▶ _Task requirements_:
Only lines holding the word "opaque" are wanted. Copy them from the listing below.

═════ Input data

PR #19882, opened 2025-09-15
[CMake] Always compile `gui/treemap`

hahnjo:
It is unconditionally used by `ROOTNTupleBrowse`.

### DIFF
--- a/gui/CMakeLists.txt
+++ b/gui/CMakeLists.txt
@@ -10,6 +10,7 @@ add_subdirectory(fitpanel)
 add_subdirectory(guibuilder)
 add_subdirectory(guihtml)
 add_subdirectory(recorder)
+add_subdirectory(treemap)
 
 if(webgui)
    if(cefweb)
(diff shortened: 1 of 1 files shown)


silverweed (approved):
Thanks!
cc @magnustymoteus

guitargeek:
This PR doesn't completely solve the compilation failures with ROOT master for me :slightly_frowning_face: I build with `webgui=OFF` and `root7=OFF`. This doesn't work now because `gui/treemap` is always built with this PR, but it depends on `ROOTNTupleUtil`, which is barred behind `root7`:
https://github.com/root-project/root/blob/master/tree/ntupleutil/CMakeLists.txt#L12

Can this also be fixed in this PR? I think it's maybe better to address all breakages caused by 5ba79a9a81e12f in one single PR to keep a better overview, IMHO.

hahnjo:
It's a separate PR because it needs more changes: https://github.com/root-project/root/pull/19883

══════════
═════ Input data

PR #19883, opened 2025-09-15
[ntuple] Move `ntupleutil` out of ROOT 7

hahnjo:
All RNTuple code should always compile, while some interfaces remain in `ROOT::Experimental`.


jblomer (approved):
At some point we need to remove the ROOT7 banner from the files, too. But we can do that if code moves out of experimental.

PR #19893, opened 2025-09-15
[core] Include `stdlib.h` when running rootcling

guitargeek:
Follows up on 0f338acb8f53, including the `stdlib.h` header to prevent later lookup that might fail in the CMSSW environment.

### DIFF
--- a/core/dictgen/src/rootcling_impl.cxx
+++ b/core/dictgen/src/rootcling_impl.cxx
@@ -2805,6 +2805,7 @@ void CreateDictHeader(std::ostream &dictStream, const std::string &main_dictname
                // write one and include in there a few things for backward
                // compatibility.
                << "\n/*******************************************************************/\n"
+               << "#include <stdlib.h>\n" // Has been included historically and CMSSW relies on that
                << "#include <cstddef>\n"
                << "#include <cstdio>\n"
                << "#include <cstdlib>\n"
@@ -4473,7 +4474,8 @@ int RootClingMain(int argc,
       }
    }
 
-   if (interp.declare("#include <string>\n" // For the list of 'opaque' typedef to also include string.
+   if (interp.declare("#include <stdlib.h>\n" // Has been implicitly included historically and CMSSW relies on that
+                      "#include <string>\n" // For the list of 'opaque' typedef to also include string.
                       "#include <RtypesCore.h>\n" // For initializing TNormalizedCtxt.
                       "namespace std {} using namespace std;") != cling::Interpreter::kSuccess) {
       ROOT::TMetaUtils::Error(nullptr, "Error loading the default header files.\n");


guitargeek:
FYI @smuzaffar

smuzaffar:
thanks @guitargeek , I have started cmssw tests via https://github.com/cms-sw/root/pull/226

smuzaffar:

══════════

▶ _Response to the exercise_:
-   if (interp.declare("#include <string>\n" // For the list of 'opaque' typedef to also include string.
+                      "#include <string>\n" // For the list of 'opaque' typedef to also include string.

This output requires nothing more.